Available records:
--------

Issue #39, opened 2014-03-21
Pop out tabs to create new editor window


chamons:
In many "tab" based products, you can grab a tab and "pop it out" to create a new window with that content. That would be awesome for atom when you want to windows side by side.

halleycarleton:
+1 Would love to see this implemented

afrjorge:
+1

jaumann:
+1

daveqr:
+1

bart452:
+1

adcreare:
+1

luiscarrasc0:
+1

Platzer:
+1

Chesire:
+1

markuz-brasil:
Are you fucking kidding me. 
Like this is such a early issue and no official response.

like, how hard would that be to implement

benogle:
> like, how hard would that be to implement

Thanks for the comment. PRs would be accepted for such a feature.

joeyguacamole:
+1

aveiros:
+1

jy19:
+1

bcherny:
+1

davidgross:
I have been fiddling with this for the last couple days, (I really want this feature), I am not a node/coffee/javascript programmer(I am a Rails dev, I have some limited javascript experience....).  I have a couple questions for someone who knows something about how the events work for tabs, I figured out how to make it make a new window when you drag a tab out of the window(using onDragLeave).

The trouble is, it creates it when you drag it within the window as well, and if you drag it over several tabs(eg: re-ording tabs) it will open a bunch of new windows up.

It seems like I need a way to determine if you dropped it outside the window, but there does not seem to be an event for that(or I don't know what it is called)

onDragEnd seemed promising, but it doesn't allow you to drop the tab in a new window, as it creates the new window after you drop the tab....

 I am using the "application:new-window" command to get this, which means you also end up with a "untitled" blank-tab, and that seems wrong...

Thoughts?

PS: my tweaks are in https://github.com/davidgross/tabs if anybody cares....(also, my stuff really just breaks tabs at the moment....)

manuelsalvatori:
+1

davidgross:
Update on my tweaks: I have a functioning "Open Tab in new Window" option in the tab right click menu.

This will, as the name suggests, open the tab in a new window, _however_ it won't copy your un-saved changes, but it does prompt you to save before opening the file in a new window.

[...]

PR #134, opened 2015-04-27
Add "open in new window" option to tabs context menu

davidgross:
This creates a workaround for https://github.com/atom/tabs/issues/39

I have added a context menu option for opening a tab in a new window.

I placed it in the "reveal in treeview, reopen closed tab" section, below the split section. 

It just spawns a new atom session, and then opens the file in question, and closes it in the current(old) window.

It will prompt the user to save the file before closing the tab in the old window, if there are unsaved changes.

tab-bar-view coffee - -home-grosda-work-atom-tabs - atom_003


menus/tabs.cson
```diff
@@ -12,6 +12,10 @@
     {label: 'Split Down', command: 'tabs:split-down'}
     {label: 'Split Left', command: 'tabs:split-left'}
     {label: 'Split Right', command: 'tabs:split-right'}
+    
+    {type: 'separator'}
+    
+    {label: 'Open this tab in new window', command: 'tabs:open-tab-in-new-window'}
```
mnquintana: Would you mind title-casing this to match the other commands?

davidgross: Yep, done.

davidgross:
The other thing not in this, is a jasmine test to confirm that the button actually works.  I have not written tests with that before, it seems that the open window button is not tested in the tree view, which is what I based my "Open Tab In New Window" button on.  And a grep in the atom repo didn't result in anything that helped me either(it may be there, I just didn't find it).

davidgross:
Oh, and the name of the button, it feels poorly worded to me, but it was the best I could come up with. If there is a more succinct way of working it, I am happy to change it.

lee-dohm:
@davidgross I think you can just call it "Open In New Window", since they have already clicked the tab to get the context menu, yes? That would be the same title as is used when right-clicking a file in the Tree View.

davidgross:
@lee-dohm Yeah, that makes sense, doing that now.

lib/tab-bar-view.coffee
```diff
@@ -24,6 +24,7 @@ class TabBarView extends View
       'tabs:split-down': => @splitTab('splitDown')
       'tabs:split-left': => @splitTab('splitLeft')
       'tabs:split-right': => @splitTab('splitRight')
+      'tabs:open-tab-in-new-window': => @openTabInNewWindow()
```
mnquintana: Would you mind renaming this to `tabs:open-in-new-window` to match the new context menu entry name?

lib/tab-bar-view.coffee
```diff
@@ -135,6 +136,18 @@ class TabBarView extends View
   closeTab: (tab) ->
     tab ?= @children('.right-clicked')[0]
     @pane.destroyItem(tab.item)
+    
+  openTabInNewWindow: (tab) ->
```
mnquintana: Would you mind renaming this to `openInNewWindow` to match the new context menu entry name?

mnquintana:
Other than the one comment, would you mind adding some specs for this?

davidgross:
@mnquintana Sorry...apparently I am not getting email about this, I just happened to check this page, and see the comments.  

Do you mean "specs" as in the tests? or specs as in more detail on what this does? ( I assume the tests?)

I changed the tabs command name.

mnquintana:
@davidgross Sorry, yup, specs meaning tests. Thanks!

davidgross:
@mnquintana tests added, hopefully they work like I think they do.

lib/tab-bar-view.coffee
```diff
@@ -135,6 +136,18 @@ class TabBarView extends View
...
+    tab ?= @children('.right-clicked')[0]
+    item = tab.item
+    @closeTab(tab)
+    if typeof item.getURI is 'function'
+      itemURI = item.getURI() ? ''
+    else if typeof item.getPath is 'function'
+      itemURI = item.getPath() ? ''
+    else if typeof item.getUri is 'function'
+      itemURI = item.getUri() ? ''
+    atom.open({pathsToOpen: [itemURI], newWindow: true})
```
jerone: A tab could have non of above functions (`getURI`, `getPath`, `getUri`). Wouldn't it better to check if `itemURI` has a value before closing the existing tab and opening a new window with maybe empty paths...

cc @mnquintana

davidgross: @jerone did you mean something like this?
```javascript
openInNewWindow: (tab) ->
    tab ?= @children('.right-clicked')[0]
    item = tab.item
    return unless item?
    if typeof item.getURI is 'function'
      itemURI = item.getURI() ? ''
    else if typeof item.getPath is 'function'
      itemURI = item.getPath() ? ''
    else if typeof item.getUri is 'function'
      itemURI = item.getUri() ? ''
    return unless itemURI?
    atom.open({pathsToOpen: [itemURI], newWindow: true})
    @closeTab(tab)
```

jerone: [**@davidgross**](https://github.com/davidgross) commented on [12 mei 2015 20:10 CEST](https://github.com/atom/tabs/pull/134/files#r30162873 "2015-05-12T18:10:06Z - Replied by Github Comment Enhancer"):
> [@jerone](https://github.com/jerone) did you mean something like this?

Yeah.

jerone: The `? ''` might be redundant then.

davidgross: ok, I stole that from onDragStart.....

davidgross:
The test is failing, but the function works, correctly. 
For some reason, when I call: 
```javascript
atom.commands.dispatch(tabBar.element, 'tabs:open-in-new-window')
```
The element is not valid.

Any thoughts?

jerone:
[**@davidgross**](https://github.com/davidgross) commented on [13 mei 2015 01:31 CEST](https://github.com/atom/tabs/pull/134#issuecomment-101459705 "2015-05-12T23:31:12Z - Replied by Github Comment Enhancer"):
> The test is failing, but the function works, correctly.   
> 
> For some reason, when I call: 
> 
> <div class="highlight highlight-javascript"><pre>atom.commands.dispatch(tabBar.element, <span class="pl-s"><span class="pl-pds">'</span>tabs:open-in-new-window<span class="pl-pds">'</span></span>)</pre></div>
> 
> The itemURI is not valid.
> 
> I see no reason that would be the case, and in actual practice, itemURI is set in every case I can think of to try(manually).
> 
> Any thoughts?

Because the [earlier mentioned situation](https://github.com/atom/tabs/pull/134#discussion_r30155513) is active. The [`TestView`](https://github.com/davidgross/tabs/blob/master/spec/tabs-spec.coffee#L49-L70) doesn't have any of the used methods (`getURI`, `getPath`, `getUri`), and thus `itemURI` isn't returning anything. Resulting in a failed test, because no tab is closed.

davidgross:
Oh, right, ok that makes sense.  I have added a getURI to TestView, which then allows the test to _acually_ test that my "open in new window" function is working properly.

mnquintana:
Alright, just tested this locally - a few things:
- Looks like `Open in New Window` only works on file buffers – for the following, it just opens an untitled buffer in a new window:
  - Settings
  - Timecop
  - Styleguide
  - Deprecation Cop
  - Markdown Preview
  - Project Find Results (e.g. from find-and-replace)
- If you try the command on an untitled, unsaved buffer, it doesn't do anything. (Expected: It opens a new window with your unsaved buffer)
- The new window opened from this command doesn't honor Atom's run modes (e.g. dev mode and safe mode). For example, if you run the command from a dev mode window, the window it opens is not in dev mode.

davidgross:
Any pointers on the unsaved buffer thing? (I had worked on that a bit(before this pull request), and was unable to find a solution)

And atom's run modes, how is that determined?

mnquintana:
> Any pointers on the unsaved buffer thing? (I had worked on that a bit(before this pull request), and was unable to find a solution)

You could do something like:

- If it's an unsaved buffer, [store its contents in a variable](https://atom.io/docs/api/v0.199.0/TextEditor#instance-getText), open a new window with an unsaved buffer, and then [set the text of that new unsaved buffer](https://atom.io/docs/api/v0.199.0/TextEditor#instance-setText) to the contents of the previous unsaved buffer.

> And atom's run modes, how is that determined?

`atom.open` has options for dev mode and safe mode: https://atom.io/docs/api/v0.199.0/Atom#instance-open

Hope that helps!

davidgross:
Ok, those make sense, however, as it sits now, I don't know how to get the process id of the new atom instance.

Or am I not understanding how this works?

mnquintana:
@davidgross You shouldn't need the process id – what were you thinking of using that for?

davidgross:
I was thinking I needed the process id so I could tell the new atom process what to put in it's editor window.

Sheridan-Tech:
+1

davidgross:
@Sheridan-Tech sorry...who/what was the +1 for?

davidgross:
I am still working on this, but getting the newly spawned window to behave is proving tricky.

I can't set the new window's tab's editor's content without knowing something about it.

I can _get_ the content from the current tab, that is easy(item.getText()).

But I have not found a way to _set_ the new window's tab's content.

jerone:
Is it really necessary to move unsaved files/buffers to the new window too?

You are already opening all files that have a path, right?

Sheridan-Tech:
I was attempting to convey an up-vote to the feature. I'd like to see this
feature functioning as soon as possible. I thought it was working as is but
the code doest execute correctly on my systems.

davidgross:
@jerone Correct, if the file has been saved, it works, if it has not been saved _recently_ but has a valid path, it will prompt the user to save the file, then it will close the tab, and open the file in the new window.

The reason I was working on the unsaved buffer part was because things like markdown preview don't behave, at all...when you click the "open in new window" button. (also @mnquintana asked for it.)

davidgross:
@Sheridan-Tech What breaks on your systems? What are your systems? How are you launching Atom?  How are you trying to use my code?

Sheridan-Tech:
It removes all tabs in atom. I am using settings sync so they have all the
same settings and customizations. I have tried installing it alongside
tabs, or standalone without tabs, and tried merging the two.

mnquintana:
@Sheridan-Tech It seems unlikely to me that that is caused by this PR – for you to use a locally cloned branch of a package (ie. this PR) you'd have to manually clone it on each machine and manually `apm link -d` it on each machine. As far as I can tell no settings sync package does that for you.

davidgross:
@Sheridan-Tech Woah....Yeah....I don't get that behavior...

What version of atom is this?
What OS are you running on?

Sheridan-Tech:
I had manually cloned it on each machine. I was just presenting the
settings sync as a possible source of problems. The computers have the same
settings so if tabs conflicted with a setting on one of my machines it
would have the same problem on all.

davidgross:
I've been really busy the last month, so I have not touched this in a while.  I merged in tabs/master, cleaned up some lint stuff, and fixed a couple things I broke when I merged.

This thing still works for saved files, but not for un-saved files, or non-existent files(eg: Markdown preview).

As far as I can tell, something in atom itself will have to change before moving unsaved content from one atom instance to another works... The reason drag and drop works, is due to the drag object having the content.  I have yet to figure out how to make that happen for atom.open, or any other method of opening in a new window.  Also, if you have two atom windows open, and try to drag a markdown preview window over, it _will_ fail. 

I guess, my thought on this is, if you want what I have, take it.  If I figure out how to make this behave, I'll make another PR.  Again, it appears to me that to make the open non-existent file in a new window thing work, something in atom itself is going to need to be added/changed.

Thoughts?  @mnquintana @lee-dohm @jerone

colllin:
I don't mean to hijack your PR, but what do you guys think about setting up shared context menu items for file-related actions? To be shared between atom/tabs and atom/tree-view?  Currently the treeview has:

- Split Up
- Split Down
- Split Left
- Split Right
- ...
- Rename
- Duplicate
- Delete
- Copy
- Cut
- Paste
- ...
- Copy Full Path
- Copy Project Path
- Open in New Window
- Show in Finder

And the tabs have:

- Split Up
- Split Down
- Split Left
- Split Right
- Reveal in Tree View

Obviously it doesn't make sense for the tree-view to have a "Reveal in Tree View" option, but I think the rest of the file-related actions make sense in both places (and some of them already exist in both places).

mnquintana:
@colllin Moving that discussion to a new issue really would be best – let's keep the discussion here focused on this PR.

railsjedi:
+1, this feature would be really really useful

babineaum:
:+1:

b-long:
:+1:

breiter:
:+1:

mnquintana:
Please stop +1ing this PR – it hasn't been merged because it's not ready to ship yet, not because we forgot, and +1ing it won't make it ship any faster.

davidgross:
Just close the PR. You guys clearly don't want the feature. It is as ready
as I can make it. I stated in the beginning, this is a work-around.

Totemika:
This'd be too nice :+1:

adam-knights:
@mnquintana is this nearly there? ps thanks for the work on this @davidgross

Jiri-Kremser:
:ship: ship it

webdevbrian:
Coming up on a year gentlemen. I'm here for the 'open tab in new window' functionality specifically. A bit shocked it took this long to at least merge that simple add in, as so many people rely on that feature daily.

:eyes: @mnquintana

lee-dohm:
Thanks @davidgross for all your work on this. If someone wants to volunteer to take the work here and get it across the finish line, here's what I think needs to be done:

* (Required) Don't show "Open in New Window" menu item on tab items that aren't a `TextEditor`
* (Optional) Show "Open in New Window" menu item on tab items that are tested to work, perhaps a whitelist
* (Recommended) See if there is some way to send across the list of `atom.project.getPaths` to the new window

davidgross:
@lee-dohm 

Can we dynamically change the context menu per tab? I see no way to do that, as the context menu is statically generated on atom start.

I do have it alerting if open in new window is clicked for a non TextEditor Tab(alerts, then returns, does nothing)
Right now I am only aware of this working on TextEditor tab items, but it would be simple to update the white list.
I have atom.project.getPaths passing though.

mnquintana:
@davidgross The easiest way to dynamically change the context menu would be to add a class (or some other property) to the relevant DOM element, and scope the context menu items to that class. For example: https://github.com/atom/tabs/blob/master/menus/tabs.cson#L25-L27

davidgross:
Well, look at that....I should have seen that....oh well...

The 'open in new window' option now only shows when item is a TextEditor or TestView(for tests).

lee-dohm:
@davidgross Can you take a look at this?

1. Launch Atom with the tabs repo in it (wherever you have tabs cloned to as the sole project root)
1. Expand the `lib/` directory in the tree view
1. Double-click the `lib/html-helpers.coffee` file in the tree view
1. Right-click the `html-helpers.coffee` tab to get the context menu
1. Select "Open in New Window" in the context menu

**Expected:** The tabs repo to be the only project root

**Actual:** The tabs repo and the lib directory are both project roots

lee-dohm:
Great work on scoping the menu item to text editors! Works perfectly from what I can see :grinning:

davidgross:
So, that actually is a problem in TreeView.  My "Open In New Window" only exists on the tabs themselves. I agree that should be fixed though....

https://github.com/atom/tree-view/blob/4682f49baa54043d7d1a8fe10a8933ef32a80312/lib/tree-view.coffee#L515-L517

has:
```
  openSelectedEntryInNewWindow: ->
    if pathToOpen = @selectedEntry()?.getPath()
      atom.open({pathsToOpen: [pathToOpen], newWindow: true})
```

it would need to have something like this:

```
openSelectedEntryInNewWindow: ->
  if pathToOpen = @selectedEntry()?.getPath()
    pathsToOpen = [atom.project.getPaths(), pathToOpen].reduce ((a, b) -> a.concat(b)), []
    atom.open({pathsToOpen: pathsToOpen, newWindow: true,})
```

lee-dohm:
Hmmmmm ... thanks for that, taking a look.

davidgross:
Oh, hold it, I mis-read what you said, I thought you were using the 'open in new tab' on the TreeView on the left side.

lee-dohm:
Ok cool ... was just typing up some new repro steps :laughing:

davidgross:
Ok, I am reproducing that.

The reason that is happening is I am calling atom.open, and passing two 'pathsToOpen' strings, in an array.
specifically, atom.project.getPaths() and itemURI

see:
https://github.com/davidgross/tabs/blob/master/lib/tab-bar-view.coffee#L161-L162

I am currently seeing if I can make that behavior change....

davidgross:
ok, so it looks like I would need to be able to set the project path separately, and I am not sure I can do that from the atom.open() call.

atom iself or tree-view is trying to be smart, and open the project paths related to the pathsToOpen,

so when I pass both, it sets the project as the atom.project.getPaths(), and then adds another project for the parent directory of the itemURI that I am passing....

Thoughts?

lee-dohm:
Ok, I was afraid of that :grinning: I think a modification to `atom.open` will need to be created. I'll poke around a little bit on this and if everything looks good, I'll merge it tonight.

danielbayley:
> so when I pass both, it sets the project as the atom.project.getPaths(), and then adds another project for the parent directory of the itemURI that I am passing…

I think I have this exact same problem in my [modular-keymaps](https://atom.io/packages/modular-keymaps) package.

lee-dohm:
Thanks for your amazing perseverance @davidgross :grinning:

colepanike:
This is a good workaround, but doesn't really fix #39. Please don't forget about this feature!

NicoHood:
I agree.
I've tested the latest beta and the feature aimed in the PR works great, however it would be more intuitive to drop the tab somewhere else and a now windows will pop up.

davidgross:
I agree with you ( @colepanike and @NicoHood ).

However, because of the limitations in Atom itself(not the tabs plugin) that is not possible(or I could not find a way to make it happen), for now, I keep hoping they will add a mouseDragOutOfWindow type event that will allow drag-and-drop-in-new-window type actions, they have added a lot of stuff to the atom api, I think it is getting closer.

Also, once you have a new window open, you **can** drag tabs between windows(you probably already knew that...but there it is anyway).

NicoHood:
We then should open a new issue for this feature request and then link issue #134 with this feature.

I think you missed my edit while typing your answer. Please reread the 2nd part of my answer :)

davidgross:
@NicoHood indeed :) 

And you are right about that bug, I'll look into that.

davidgross:
@NicoHood 
That is not a new bug, looks like it is un-related to my open-in-new-window method, we should open a separate issue for that, probably(unless there is one, in which case I did not see it in a cursory look a the current issues).

NicoHood:
Go ahead, I think you can give the error description more details than me.

colepanike:
Agree with previous, and also petition that #39 is not solved and should be re-opened.

lee-dohm:
@colepanike #39 isn't closed.

lee-dohm:
@NicoHood #39 isn't closed.

@colepanike @NicoHood #39 isn't closed. The reason it isn't closed is so we don't forget about the feature. Please don't open a new issue that is a duplicate of an existing one, we'll just have to close it.

colepanike:
Ah, so it isn't. Sorry. Should have looked at current state. I confused the referenced thread closure for the closure of the primary thread.

davidgross:
@lee-dohm is there an existing issue for the 'drag-tab-to-other-window-but-not-closing-original-tab' bug?

riclf:
#39 is locked and no longer open for new comments, so it is not possible to comment there.

I am not reading it exactly as I am imaging it so I'd like to take the opportunity to state it here-  On occasion I want to expand my open work on to a second screen. So I'd like to grab an open tab and drag it over to a second screen where it will exist in a new instance of Atom on the second screen. Firefox is a good place to see that working as it should. 

Programmatically this is already nearly being done in that you can drag an open tab in one instance to an open instance of Atom on a second screen. So it seems that the logical extension would be to check if an Atom instance in currently open, if not, open one, and receive the tab.

This UX is in recognizing the multi-screen world devs are working in these days.

davidgross:
@riclf that is what this is a work-around for.  Atom itself(not the tabs plugin) will need some changes to make drag-tab-out-to-new-window work properly.

blah238:
This does not work with Markdown Preview :(

tomchambers2:
I guess its a limitation of this method, but this feature doesn't work if the file is unsaved.

NicoHood:
This does not work if you open a new document (ctrl + n) which is not safed yet. It only works for saved docs.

--------

Work item:
Scan the material for lines with the word "children", and copy each line you find.

Worked solution:
     tab ?= @children('.right-clicked')[0]
+    tab ?= @children('.right-clicked')[0]
    tab ?= @children('.right-clicked')[0]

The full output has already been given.